リネンの話が続きます。
ハックリングまで施したフラックス原料は紡績工場に運ばれます。
紡績工場に入荷された原料は綿紡績と同じくひたすら束ねて伸ばしてを繰り返されます。均一に伸ばして整えた原料が粗紡という状態で、この時点ではほぼ撚りがかかっていません。
リネン紡績が他の紡績と顕著に違うのはここからで、この粗紡の状態の原料を一旦湯通しまたは漂白する工程が入ります。湯通しをプレボイリング、漂白をプレブリーチと呼びます。
プレというのは「前の」という意味で、精紡して糸にする前に加工するからこう呼んでいます。
ホワイトリネンという言葉があり文字通り白いリネンの糸なのですが、これは精紡の前段階でプレブリーチされた糸のことを意味しています。
湯通し等の加工をせずにそのまま紡績する場合も稀にあって、その糸はグレイヤーンと呼ばれて一部の用途に用いられています。
湯通しされたリネン糸は不純物が取り除かれてベージュになるのに対して、湯通し加工なしの糸は土壌の土色を多く含んだグレイに近い色になるためにこの名で呼ばれているようです。
海外から輸入されたリネン糸のケースに「Grey」とかかれていたらそれはグレーに染められたいとではなく、湯通し加工のされていない糸である場合があるわけです。(今更言うのもなんですが、こんなこと糸屋さん以外にほとんど必要のない知識ですね。)
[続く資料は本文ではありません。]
PR #7, opened 2018-06-26
Extensibility

bobmcwhirter:
Extensibility and serializability for 1.3.

Also, better ordinal comparison to avoid integer overflow/underflow when someone, like myself, uses Integer.MAX_VALUE.

### DIFF
--- a/pom.xml
+++ b/pom.xml
@@ -36,7 +36,7 @@
     <version.eclipse.microprofile.config>1.3</version.eclipse.microprofile.config>
     <version.javax.javaee-api>7.0</version.javax.javaee-api>
     <version.javax.enterprise.cdi-api>1.2</version.javax.enterprise.cdi-api>
-    <version.javax.annotation-api>1.2</version.javax.annotation-api>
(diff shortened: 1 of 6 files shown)


pom.xml
```diff
@@ -36,7 +36,7 @@
     <version.eclipse.microprofile.config>1.3</version.eclipse.microprofile.config>
     <version.javax.javaee-api>7.0</version.javax.javaee-api>
     <version.javax.enterprise.cdi-api>1.2</version.javax.enterprise.cdi-api>
-    <version.javax.annotation-api>1.2</version.javax.annotation-api>
+    <version.javax.annotation-api>1.3.2</version.javax.annotation-api>
```
kenfinnigan: Is this an EE7 -> EE8 change?

bobmcwhirter: Mostly it's that Thorntail v4 uses @Priority against non-Type targets, and 1.2 isn't wide-enough in its application. I could dependency-manage that dependency in TTv4 instead, if we would rather not bring newer annotation-api into this commit.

糸を精紡する前に湯通しや漂白加工をするのは原料のフラックスに伸縮性がなく紡績しにくい状態なので、加工によって粗紡を柔らかくして紡績しやすくすることが主な目的です。
コットンやウールの紡績にはこの工程はありませんがリネンの場合最終の精紡工程で水を使用するため、湯通しや漂白で原料が濡れてしまっても問題がないのでこの方法が有効になります。
ちなみに、湯通しだけのプレボイリング糸と漂白されたプレブリーチ糸ではプレボイリング糸の方が高価な場合があります。加工の上では漂白剤が用いられない分安価になるはずですがなぜでしょうか。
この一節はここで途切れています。